Start of Data provided

PR #1631, opened 2023-01-29
Add an OutputMode type parameter to drive parser results

Geal:
this work takes inspiration from [chumsky's exploration of generic associated types](https://github.com/zesterer/chumsky/pull/82/). In chumsky's PR, output value creation depends on a `Mode` type parameter to either produce the value, or return `()`, and the call site decides if it needs the value or not. That mode can be transmitted from parent to child parser, and prevent the compiler from generating the code for an entire chain of results.
As an example, in the `delimited` combinator, we test tree parsers in sequence, but we only care about the result of the second one. For the other two parsers, we only need to know that they succeeded, we do not need their result, so they might as well not be generated.

This PR extends this solution further, by having a mode parameter for errors too: in a lot of cases, nom combinators just need to know that a parser failed, but do not want to process the error. The `OutputMode` type also carries a parameter that will drive streaming VS complete behaviour.

TODO:
- [ ] validate conversion of `multi` combinators
- [ ] validate conversion of `branch` combinators
- [ ] validate conversion of `number` combinators
- [ ] rewrite some tests and examples to avoid the `.parse` syntactic noise
- [ ] test the effect on benchmarks
- [ ] convert the rest of the parsers
- [ ] docs


src/internal.rs
```diff
@@ -242,7 +361,16 @@ pub trait Parser<Input> {
 
   /// A parser takes in input type, and returns a `Result` containing
   /// either the remaining input and the output value, or an error
-  fn parse(&mut self, input: Input) -> IResult<Input, Self::Output, Self::Error>;
+  fn parse(&mut self, input: Input) -> IResult<Input, Self::Output, Self::Error> {
+    self.process::<OutputM<Emit, Emit, Streaming>>(input)
+  }
```
epage, line 366: `Parser::parse` is being hard coded to `Streaming`?  That seems odd.  I assume I am I missing something about this streaming design

src/internal.rs
```diff
@@ -242,7 +361,16 @@ pub trait Parser<Input> {
...
+
+  /// A parser takes in input type, and returns a `Result` containing
+  /// either the remaining input and the output value, or an error
+  fn process<OM: OutputMode>(
+    &mut self,
+    input: Input,
+  ) -> PResult<OM, Input, Self::Output, Self::Error>;
```
epage, line 373: > test the effect on benchmarks

I'm curious to see if you are able to see the dramatic savings that chumsky did or if some of that is more inherent to their design.  My gut feeling is that in a lot of cases, the overhead from a lot of these outputs and error should be pretty low with nom's design as-is and that this wouldn't offer much improvement unless people were going heavy on complex `preceded`  / `termianted` parsers which json doesn't do and I've not done in my various parsers.

Besides runtime performance, it might also be good to check the impact to binary size or release binaries as this might cause more instances of the generic functions to be generated.  I'd also be curious about compile times but I'm assuming that won't be big enough to notice.

src/internal.rs
```diff
@@ -233,6 +234,124 @@ where
...
+  /// TODO
+  type Incomplete: IsStreaming;
+}
+
+/// TODO
+pub trait IsStreaming {
+  /// TODO
+  fn incomplete<E, F: FnOnce() -> E>(needed: Needed, err_f: F) -> Err<E>;
+  /// TODO
+  fn is_streaming() -> bool;
```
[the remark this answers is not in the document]
Geal: I'm not decided on that yet. Right now my thinking is that having that at runtime would generate a lot of code in all cases, while having it static would depend only on the call site: if you want both, you get both implementations, but probably with some code duplication

src/internal.rs
Geal: yes, that part is not written yet. That might end up with two methods, like `parse` and `parse_streaming`

src/internal.rs
Geal: currently most of nom's overhead is in creating values and errors and discarding them, and that will be even more present with heavy error types. So far I have not measured it though, because I have not converted enough code to affect the benchmarks. I'm worried about compilation times, though. That might be a mix of increasing compilation times due to heavy use of impl traits (returning closures was erasing type information), but decreasing it due to less code  being generated.

src/internal.rs
```diff
@@ -242,7 +361,16 @@ pub trait Parser<Input> {
 
   /// A parser takes in input type, and returns a `Result` containing
   /// either the remaining input and the output value, or an error
-  fn parse(&mut self, input: Input) -> IResult<Input, Self::Output, Self::Error>;
+  fn parse(&mut self, input: Input) -> IResult<Input, Self::Output, Self::Error> {
```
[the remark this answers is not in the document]
Geal: yes, to work properly, the entire chain, at least in what nom provides, should support it. I'd like to see if converting the existing way of writing parsers (functions returning closures) to this would not be too noisy

src/internal.rs
```diff
@@ -343,12 +477,15 @@ macro_rules! impl_parser_for_tuple {
...
+      fn process<OM: OutputMode>(&mut self, i: I) -> PResult<OM, I, Self::Output, Self::Error> {
         let ($(ref mut $parser),+,) = *self;
 
-        $(let(i, $output) = $parser.parse(i)?;)+
+        // FIXME: is there a way to avoid producing the output values?
+        $(let(i, $output) = $parser.process::<OutputM<Emit, OM::Error, OM::Incomplete>>(i)?;)+
 
-        Ok((i, ($($output),+,)))
+        // ???
+        Ok((i, OM::Output::bind(|| ($($output),+,))))
```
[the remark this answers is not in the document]
Geal: I haven't fixed that one yet, passing the mode along should be enough, but ideally I'd like a way to selectively discard some tuple elements as you said in https://github.com/winnow-rs/winnow/issues/82

Geal:
@epage this is still pretty early, so don't overindex on the current state of the code and API, I'm still exploring how it can work in the end

src/internal.rs
epage: > currently most of nom's overhead is in creating values and errors and discarding them

Can you qualify this with some more details?

For example, if you are doing `delimited(char('['), <something>, char(']'))`, then I would expect the value wouldn't have much overhead.  From the nom examples I've looked at and in my own parsers, this is a fairly common case.  Is the overhead more than I expect or is this for more complex usage patterns?  chumsky saw the gains on `json` but I see these more simple cases in nom's json benchmark.

One possible gain is people not discover the `_count` variant of `many` parsers.  I know I make that mistake.  However, that also ties into needing to also pay attention to using `terminated` / `preceded` rather than tuples     Something I was considering was an  alternative trait to `Extend` that (1) allowed pre-allocation and (2) was implemented for `usize` and `()`, replacing `_count` variants.  This is a bottom-up driven approach to not creating expensive values, rather than the Mode's top-down approach.  One benefit to top-down is when reusing parsers between throw-away and non-throwaway contexts.  So far, I've not needed to do it too much and I would be interested in looking at cases for those that do and how much it impacts performance.

However, I can see it in errors with `alt`.  With `combine`, I did see performance overhead from their version of `alt` with heavy errors.  On the other hand, I suspect it'd be better to replace it with combine's  [dispatch](https://docs.rs/combine/latest/combine/macro.dispatch.html).  It is a macro that lets you write a `match` with parsers which cuts down on the number of parse attempts made, reducing overhead further.  I can only speak for switching `choice` / `alt` to `dispatch` but it  dramatically sped up my code.  While this can be done with an imperative parser in `nom`, I found [duplicating `dispatch`](https://github.com/toml-rs/toml/blob/main/crates/toml_edit/src/parser/macros.rs) made it more ergonomic which makes it more likely to be used.   I suspect some of my speed gains over `combine` were from finding another place I could insert a `dispatch` call.

Even with that, I've noticed my performance is sensitive to changes in my error type and I've intentionally kept  it simple, putting all of the expensive operations when converting to the public error type for my crate.  An `opt` that doesn't apply can still easily do a single allocation that is thrown away.  Dropping that allocation and dropping any of the panic handling around allocations can be beneficial.  I was considering a non-GAT approach here as well by making the backtracking error type accepted by `opt` to be `()`).  GATs do simplify the process.

epage:
> @epage this is still pretty early, so don't overindex on the current state of the code and API, I'm still exploring how it can work in the end

I understand and am commenting now in case any of my thoughts are helpful for that exploratory process as I've been thinking about parallel problems.  If its not helpful at this stage, I can back off.

src/multi/mod.rs
```diff
@@ -55,36 +59,61 @@ const MAX_INITIAL_CAPACITY_BYTES: usize = 65536;
...
 {
-  move |mut i: I| {
-    let mut acc = crate::lib::std::vec::Vec::with_capacity(4);
+  Many0 { parser: f }
+}
+
+/// Prser implementation for the [many0] combinator
+pub struct Many0<F> {
+  parser: F,
+}
```
epage, line 74: In winnow-rs/winnow#6, I gave up on moving the parsers to be structs in part because of type inference issues.  Looking back at the errors, it looks like it all came down to my `PhantomData`:
```
error[E0282]: type annotations needed
Error:     --> src/number/complete.rs:1411:9
     |
1411 |         map(tuple((digit1, opt(pair(char('.'), opt(digit1))))), |_| ()),
     |         ^^^ cannot infer type of the type parameter `PO` declared on the function `map`
     |
help: consider specifying the generic arguments
     |
1411 |         map::<_, PO, _, I, O, E>(tuple((digit1, opt(pair(char('.'), opt(digit1))))), |_| ()),
     |            +++++++++++++++++++++
```
*(`PO`, `I`, `O`, and `E` were `PhantomData` fields)*

I suspect rust-bakery/nom#1626 would help with this type inference problem and, now looking at it, I think it does, making life easier on this PR than it was for me on winnow-rs/winnow#6.

Geal:
it's able to run the JSON parser now (not fully, still missing the float parsing), and so far it looks slower (between 3% and 16%). I do not know yet where that comes from, I suspect that either there's an issue with recursin, or that some parts are not properly inlined. The UX looks ok, it requires adding a `.parse()` here and there but it would not be too traumatic to convert a nom 7 parser, and it's possible to convert selected parts of a parser as needed, while keeping the functions everywhere else.

Writing an implementation of `Parser::process` is a bit annoying though, I'll spend more time on UX

epage:
I've been finding the json benchmark is too trivial to get reasonable numbers from it, so I've added a larger one: https://github.com/winnow-rs/winnow/pull/119/commits/1a4889380045e1da953eba7b5e71a2b365000ab7

FYI the `dispatch!` macro dropped json parse time from 12ms to 9ms for the large file: https://github.com/winnow-rs/winnow/pull/119

Geal:
Yes, I've been testing with the canada file too, that's where I get a 3% difference.
`dispatch` is a good idea, I wrote similar switches in other parsers but never took the time to add it back.
FWIW the goal of that benchmark was not to make the fastest json parser, but to check the evolution between nom versions with a naive parser, so that's why I have not optimized it much

Geal:
flamegraph of execution from main:

flamegraph-main-no-gat

flamegraph of execution from this PR:

flamegraph-gat

epage:
> `dispatch` is a good idea, I wrote similar switches in other parsers but never took the time to add it back.

Ah, I should have clarified.  As `dispatch!` is probably the closest to the idealized result of GAT, the benchmark I ran provides an theoretical lower limit on parse times for the `alt` calls I replaced.

> FWIW the goal of that benchmark was not to make the fastest json parser, but to check the evolution between nom versions with a naive parser, so that's why I have not optimized it much

Yes, I've kept a naive version which is what I'd highlight in winnow's cookbook.  I also am considering writing an optimization guide that show cases the various stages of optimization and report the benchmark results so people can see the relative impact of various changes.

epage:
Are your benchmarks with `Error` or `VerboseError`?  While I'm surprised by a slow down, I would expect more of a speed up with an error type that does more processing.

tisonkun:
It seems customized parser become harder after this patch.

Previously works:

```rust
fn comma_separated_list1<'a, T>(
    f: impl FnMut(Input<'a>) -> ParseResult<'a, T>,
) -> impl FnMut(Input<'a>) -> ParseResult<'a, Vec<T>> {
    separated_list1(Comma, f)
}
```

Now breaks:

```
error[E0277]: expected a `FnMut<(&'a [Token<'a>],)>` closure, found `impl Parser<&[Token<'_>], Output = Vec<<impl FnMut(Input<'a>) -> ParseResult<'a, T> as Parser<&[Token<'_>]>>::Output>, Error = parser::error::ParseError>`
   |
67 | ) -> impl FnMut(Input<'a>) -> ParseResult<'a, Vec<T>> {
   |      ^^^^^^^^^^^^^^^^^^^^^^^^^^^^^^^^^^^^^^^^^^^^^^^^ expected an `FnMut<(&'a [Token<'a>],)>` closure, found `impl Parser<&[Token<'_>], Output = Vec<<impl FnMut(Input<'a>) -> ParseResult<'a, T> as Parser<&[Token<'_>]>>::Output>, Error = parser::error::ParseError>`
68 |     separated_list1(Comma, f)
   |     ------------------------- return type was inferred to be `impl Parser<&[Token<'_>], Output = Vec<<impl FnMut(Input<'a>) -> ParseResult<'a, T> as Parser<&[Token<'_>]>>::Output>, Error = ParseError>` here
   |
   = help: the trait `FnMut<(&'a [Token<'a>],)>` is not implemented for `impl Parser<&[Token<'_>], Output = Vec<<impl FnMut(Input<'a>) -> ParseResult<'a, T> as Parser<&[Token<'_>]>>::Output>, Error = parser::error::ParseError>`

```

tisonkun:
@epage you're right. I actually change the return type when debugging, but not for the argument.

After changing the argument also, it seems work now:

```rust
fn comma_separated_list1<'a, T>(
    f: impl Parser<Input<'a>, Output = T, Error = ParseError>,
) -> impl Parser<Input<'a>, Output = Vec<T>, Error = ParseError> {
    separated_list1(Comma, f)
}
```

... while I may introduce a local trait bound to reduce the longy type name.

epage:
For `trait ParserBound`, did you add a blanket impl for `Parser<Input<'a>, Output = O, Error = ParseError>`?

tisonkun:
> blanket impl

I think I should do something like that. But actually I don't know what does it mean and how to do 🤣

epage:
```rust
pub(self) trait ParserBound<'a, O>:
    Parser<Input<'a>, Output = O, Error = ParseError>
{
}

impl<'a, P, O> ParserBound<'a, O> for P
where
    P: Parser<Input<'a>, Output = O, Error = ParseError>
{
}
```

tisonkun:
@epage Thank you! It works.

End of Data provided

Exercise details: Taking the records from the top, repeat each line exactly until you have repeated the line that contains "As an example, in".

Answer to the exercise:
PR #1631, opened 2023-01-29
Add an OutputMode type parameter to drive parser results

Geal:
this work takes inspiration from [chumsky's exploration of generic associated types](https://github.com/zesterer/chumsky/pull/82/). In chumsky's PR, output value creation depends on a `Mode` type parameter to either produce the value, or return `()`, and the call site decides if it needs the value or not. That mode can be transmitted from parent to child parser, and prevent the compiler from generating the code for an entire chain of results.
As an example, in the `delimited` combinator, we test tree parsers in sequence, but we only care about the result of the second one. For the other two parsers, we only need to know that they succeeded, we do not need their result, so they might as well not be generated.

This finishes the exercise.